● What you should do: Locate and copy each line in the data that contains the word "classes".

++++ Given data

PR #6158, opened 2026-07-21
FINERACT-2649: batch migrate Tier 4 loan tests to feign

DeathGun44:
## What this PR does

fourth batch of the loan integration-test migration. It moves **54 test classes (655 test methods)** off REST-assured onto the typed Feign client.

None of those 54 classes reference REST-assured any more. With this merged, 151 integration-test classes run on the typed client.

99 files changed:

- 54 test classes (655 test methods)
- 2 shared base classes (`FeignLoanTestBase`, `BaseLoanIntegrationTest`)
- 34 shared Feign helpers and builders (16 of them new)

The tests assert the same things as before. This changes how they talk to the server, not what they check. The few assertions that did change are listed under "Bugs found" and each one is a fix.

## Commits

**26 commits**, each a group of related tests (loan charges, COB, external asset owner, delinquency, advanced payment allocation, and so on).

## What's covered

- **Client loan lifecycle** - charges of every calculation type, credit balance refund, external IDs, backdated disbursement, overpaid status, modifying approved amounts, floating-rate interest recalculation, date validation.
- **Close of Business (COB)** - partitioning, catch-up, inline COB, account locks.
- **External asset owner** - transfer, cancel, search, initiate/undisbursed.
- **Advanced Payment Allocation** - repayment schedules, interest refunds, charges, reprocessing.
- **Charges** - specific due date, after maturity, instalment fees, penalties, charge-off accounting.
- **Delinquency** - buckets, business events, classification.
- **Batch API, scheduler jobs, journal reversal, SQL-injection reporting.**

## Bugs found

The typed client is stricter than REST-assured, so a few real problems showed up:

- **Wrong charge calculation type.** `ChargeRequestBuilders` had `CHARGE_CALCULATION_TYPE_PERCENTAGE_AMOUNT_AND_INTEREST = 4`, but 4 is percent-of-interest. Percent-of-amount-and-interest is 3, which is what `ChargesHelper` uses and what the tests meant. Every test using that builder was charging on the wrong base and still passing, because the amounts were plausible. Now uses `ChargeCalculationType.PERCENT_OF_AMOUNT_AND_INTEREST`.
- **A comparison that could never be true.** In `testLoanCharges_INSTALMENT_FEE` the instalment numbers are `Long` (the request model requires it) but the schedule reports its period as an `Integer`. `Long.equals(Integer)` is always false, so the "this is the waived instalment" and "this is the paid instalment" branches never ran and the test compared against the wrong expected values. Now compared numerically.
- **A crash hidden in a helper.** `modifyLoanApplication` passed `command` through `Map.of(...)`, which rejects nulls. Three charge tests in `ClientLoanIntegrationTest` pass null here and were throwing `NullPointerException` before reaching the server. Now uses the typed query parameter, which drops a null.
- **A dropped product setting.** `LoanProductTestBuilder.withDisallowExpectedDisbursements(true)` also quietly turned on a 100% over-applied disbursement allowance. The migrated builder set it to `false`, which broke `chargeOff` because it disburses two 1000 tranches against a 1000 approval. Restored.
- **A COB step missing its prerequisite.** `CobPartitioningTest` registered the external-asset-owner COB step but had lost the `ASSET_TRANSFER` GL mapping that step needs. The step list is tenant-wide and never restored, so this broke an unrelated later test.
- **Weak assertions.** The SQL-injection tests caught bare `RuntimeException` as "the server rejected this", so a client-side connection failure counted as a pass. They also looked for "404" in the exception message, which includes the request path, so a report whose ID contained `404` hid a real failure. Both now check the HTTP status.
- **Interest calculation changed.** One charges test had moved from `SAME_AS_REPAYMENT_PERIOD` to `DAILY`. Reverted.
- **Locale changed.** Account transfers were posted with `en` instead of `en_GB`. Restored.
- **A reversal check that never fired.** `verifyTransactions` compared `manuallyReversed` with `Objects.equals(item.getManuallyReversed(), tr.reversed)`, but the API omits that field entirely for non-reversed transactions, so the comparison was `Objects.equals(null, false)` - always false, making the whole predicate unreachable. The check now treats null and false as the same state, and per review feedback it exists in **both** validators: `LoanTestValidators` (Feign) and `BaseLoanIntegrationTest` (REST-assured), where there was previously no check at all.

## Shared test infrastructure

- **`LoanChargeCommandsApi`** and **`ClientChargeCommandsApi`** (new). Two hand-written Feign nterfaces, bound to the *generated* response models, for the three request shapes the generated request models cannot express: a bodyless `?command=waive` POST (the generated client always serialises at least `{}`, which that endpoint answers with a 500), a locale-formatted decimal amount (`"50,05"`), and a client-charge amount with decimal places. No JSON is built by hand. Retyping the shared models instead was rejected: `PostLoansLoanIdChargesRequest.amount` has 118 call sites passing a number, and `PostClientsClientIdChargesRequest.amount` is an `Integer` whose correction is a breaking OpenAPI change (swagger-brake R010) that belongs in its own PR.
- **`LoanRequestBuilders`** - added a type-safe `paymentAllocationOrder(PaymentAllocationType...)` overload, replacing copies of the same private helper in individual tests.
- **`ChargeRequestBuilders`** - dropped its three local `CHARGE_CALCULATION_TYPE_*` constants. All call sites now use the `ChargeCalculationType` enum, so the name and the value can't drift apart again.

## Checklist

### DIFF
--- a/integration-tests/src/test/java/org/apache/fineract/integrationtests/LoanAccrualTransactionOnChargeSubmittedDateTest.java
+++ b/integration-tests/src/test/java/org/apache/fineract/integrationtests/LoanAccrualTransactionOnChargeSubmittedDateTest.java
@@ -22,894 +22,463 @@ import static org.junit.jupiter.api.Assertions.assertEquals;
 import static org.junit.jupiter.api.Assertions.assertNotNull;
 import static org.junit.jupiter.api.Assertions.assertTrue;
 
-import io.restassured.builder.RequestSpecBuilder;
-import io.restassured.builder.ResponseSpecBuilder;
-import io.restassured.http.ContentType;
-import io.restassured.specification.RequestSpecification;
-import io.restassured.specification.ResponseSpecification;
+import java.math.BigDecimal;
 import java.time.LocalDate;
-import java.time.format.DateTimeFormatter;
-import java.time.format.DateTimeFormatterBuilder;
-import java.util.ArrayList;
-import java.util.HashMap;
 import java.util.List;
 import java.util.UUID;
-import org.apache.fineract.client.models.GetLoanProductsProductIdResponse;
 import org.apache.fineract.client.models.GetLoansLoanIdRepaymentPeriod;
 import org.apache.fineract.client.models.GetLoansLoanIdResponse;
-import org.apache.fineract.client.models.PostCreateRescheduleLoansRequest;
-import org.apache.fineract.client.models.PostCreateRescheduleLoansResponse;
+import org.apache.fineract.client.models.GetLoansLoanIdTransactions;
+import org.apache.fineract.client.models.PostLoanProductsRequest;
+import org.apache.fineract.client.models.PostLoansLoanIdChargesRequest;
 import org.apache.fineract.client.models.PostLoansLoanIdTransactionsRequest;
 import org.apache.fineract.client.models.PostLoansLoanIdTransactionsResponse;
+import org.apache.fineract.client.models.PostLoansRequest;
 import org.apache.fineract.client.models.PutGlobalConfigurationsRequest;
-import org.apache.fineract.infrastructure.businessdate.domain.BusinessDateType;
 import org.apache.fineract.infrastructure.configuration.api.GlobalConfigurationConstants;
-import org.apache.fineract.infrastructure.core.service.DateUtils;
-import org.apache.fineract.integrationtests.common.BusinessDateHelper;
-import org.apache.fineract.integrationtests.common.ClientHelper;
-import org.apache.fineract.integrationtests.common.LoanRescheduleRequestHelper;
-import org.apache.fineract.integrationtests.common.SchedulerJobHelper;
+import org.apache.fineract.integrationtests.client.feign.FeignLoanTestBase;
+import org.apache.fineract.integrationtests.client.feign.modules.LoanRequestBuilders;
+import org.apache.fineract.integrationtests.client.feign.modules.LoanTestData;
 import org.apache.fineract.integrationtests.common.Utils;
-import org.apache.fineract.integrationtests.common.accounting.Account;
-import org.apache.fineract.integrationtests.common.accounting.AccountHelper;
-import org.apache.fineract.integrationtests.common.accounting.PeriodicAccrualAccountingHelper;
-import org.apache.fineract.integrationtests.common.charges.ChargesHelper;
-import org.apache.fineract.integrationtests.common.loans.LoanApplicationTestBuilder;
-import org.apache.fineract.integrationtests.common.loans.LoanProductTestBuilder;
-import org.apache.fineract.integrationtests.common.loans.LoanRescheduleRequestTestBuilder;
-import org.apache.fineract.integrationtests.common.loans.LoanTransactionHelper;
-import org.apache.fineract.integrationtests.inlinecob.InlineLoanCOBHelper;
-import org.junit.jupiter.api.BeforeEach;
 import org.junit.jupiter.api.Order;
 import org.junit.jupiter.api.Test;
 
 @Order(1)
-public class LoanAccrualTransactionOnChargeSubmittedDateTest extends BaseLoanIntegrationTest {
+public class LoanAccrualTransactionOnChargeSubmittedDateTest extends FeignLoanTestBase {
 
-    private ResponseSpecification responseSpec;
-    private RequestSpecification requestSpec;
-    private LoanTransactionHelper loanTransactionHelper;
-    private ClientHelper clientHelper;
-    private DateTimeFormatter dateFormatter = new DateTimeFormatterBuilder().appendPattern("dd MMMM yyyy").toFormatter();
-    private AccountHelper accountHelper;
-    private InlineLoanCOBHelper inlineLoanCOBHelper;
-
-    @BeforeEach
-    public void setup() {
-        Utils.initializeRESTAssured();
-        this.requestSpec = new RequestSpecBuilder().setContentType(ContentType.JSON).build();
-        this.requestSpec.header("Authorization", "Basic " + Utils.loginIntoServerAndGetBase64EncodedAuthenticationKey());
-        this.requestSpec.header("Fineract-Platform-TenantId", "default");
-        this.responseSpec = new ResponseSpecBuilder().expectStatusCode(200).build();
-        this.loanTransactionHelper = new LoanTransactionHelper(this.requestSpec, this.responseSpec);
-        this.clientHelper = new ClientHelper(this.requestSpec, this.responseSpec);
-        this.accountHelper = new AccountHelper(this.requestSpec, this.responseSpec);
-        this.inlineLoanCOBHelper = new InlineLoanCOBHelper(this.requestSpec, this.responseSpec);
-    }
+    private static final String STRATEGY = "mifos-standard-strategy";
+    private static final String CHARGE_ACCRUAL_DATE_SUBMITTED = "submitted-date";
+    private static final String CHARGE_ACCRUAL_DATE_DUE = "due-date";
 
     @Test
     public void loanAccrualTransactionOnChargeSubmittedTest_Accrual_Accounting_Api() {
         try {
-
-            // Accounts oof periodic accrual
-            final Account assetAccount = this.accountHelper.createAssetAccount();
-            final Account incomeAccount = this.accountHelper.createIncomeAccount();
-            final Account expenseAccount = this.accountHelper.createExpenseAccount();
-            final Account overpaymentAccount = this.accountHelper.createLiabilityAccount();
-
             // Set business date
-            LocalDate currentDate = LocalDate.of(2023, 3, 3);
-            final String accrualRunTillDate = dateFormatter.format(currentDate);
-
-            globalConfigurationHelper.updateGlobalConfiguration(GlobalConfigurationConstants.ENABLE_BUSINESS_DATE,
-                    new PutGlobalConfigurationsRequest().enabled(true));
-            BusinessDateHelper.updateBusinessDate(BusinessDateType.BUSINESS_DATE, currentDate);
-            globalConfigurationHelper.updateGlobalConfiguration(GlobalConfigurationConstants.CHARGE_ACCRUAL_DATE,
-                    new PutGlobalConfigurationsRequest().stringValue("submitted-date"));
+            enableSubmittedDateChargeAccrual(LocalDate.of(2023, 3, 3));
             // Loan ExternalId
             String loanExternalIdStr = UUID.randomUUID().toString();
-
             // Client and Loan account creation
-
-            final Integer clientId = clientHelper.createClient(ClientHelper.defaultClientCreationRequest()).getClientId().intValue();
-            final GetLoanProductsProductIdResponse getLoanProductsProductResponse = createLoanProduct(loanTransactionHelper, assetAccount,
-                    incomeAccount, expenseAccount, overpaymentAccount);
-            assertNotNull(getLoanProductsProductResponse);
-
-            final Integer loanId = createLoanAccount(clientId, getLoanProductsProductResponse.getId(), loanExternalIdStr);
+            final Long clientId = createClient();
+            // Accounts oof periodic accrual
+            final Long loanProductId = createLoanProduct(singleRepaymentAccrualProduct());
+            final Long loanId = createSingleRepaymentLoan(clientId, loanProductId, loanExternalIdStr);
 
             // Add Charge Penalty
-            Integer penalty = ChargesHelper.createCharges(requestSpec, responseSpec,
-                    ChargesHelper.getLoanSpecifiedDueDateJSON(ChargesHelper.CHARGE_CALCULATION_TYPE_FLAT, "10", true));
-
-            LocalDate targetDate = LocalDate.of(2023, 3, 10);
-            final String penaltyCharge1AddedDate = dateFormatter.format(targetDate);
-
-            Integer penalty1LoanChargeId = this.loanTransactionHelper.addChargesForLoan(loanId,
-                    LoanTransactionHelper.getSpecifiedDueDateChargesForLoanAsJSON(String.valueOf(penalty), penaltyCharge1AddedDate, "10"));
-
-            assertNotNull(penalty1LoanChargeId);
-
+            addPenaltyCharge(loanId, "10 March 2023", 10.0);
             // Add Charge Fee
-            Integer feeCharge = ChargesHelper.createCharges(requestSpec, responseSpec,
-                    ChargesHelper.getLoanSpecifiedDueDateJSON(ChargesHelper.CHARGE_CALCULATION_TYPE_FLAT, "10", false));
-
-            targetDate = LocalDate.of(2023, 3, 14);
-            final String feeChargeAddedDate = dateFormatter.format(targetDate);
-            Integer feeLoanChargeId = this.loanTransactionHelper.addChargesForLoan(loanId,
-                    LoanTransactionHelper.getSpecifiedDueDateChargesForLoanAsJSON(String.valueOf(feeCharge), feeChargeAddedDate, "10"));
-
-            assertNotNull(feeLoanChargeId);
+            addFeeCharge(loanId, "14 March 2023", 10.0);
 
             // Run accrual for charge created date
-            PeriodicAccrualAccountingHelper.runPeriodicAccrualAccounting(accrualRunTillDate);
-
+            runPeriodicAccrualAccounting("03 March 2023");
             // verify accrual transaction created for charges create date
-            checkAccrualTransaction(currentDate, 0.0f, 10.0f, 10.0f, loanId);
+            checkAccrualTransaction(LocalDate.of(2023, 3, 3), 0.0, 10.0, 10.0, loanId);
 
             // Set business date
-            LocalDate futureDate = LocalDate.of(2023, 3, 4);
-            final String nextAccrualRunDate = dateFormatter.format(futureDate);
-
-            BusinessDateHelper.updateBusinessDate(BusinessDateType.BUSINESS_DATE, futureDate);
-
+            updateBusinessDate("04 March 2023");
             // make repayment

++++++++

● Answer to the problem:
fourth batch of the loan integration-test migration. It moves **54 test classes (655 test methods)** off REST-assured onto the typed Feign client.
None of those 54 classes reference REST-assured any more. With this merged, 151 integration-test classes run on the typed client.
- 54 test classes (655 test methods)
- 2 shared base classes (`FeignLoanTestBase`, `BaseLoanIntegrationTest`)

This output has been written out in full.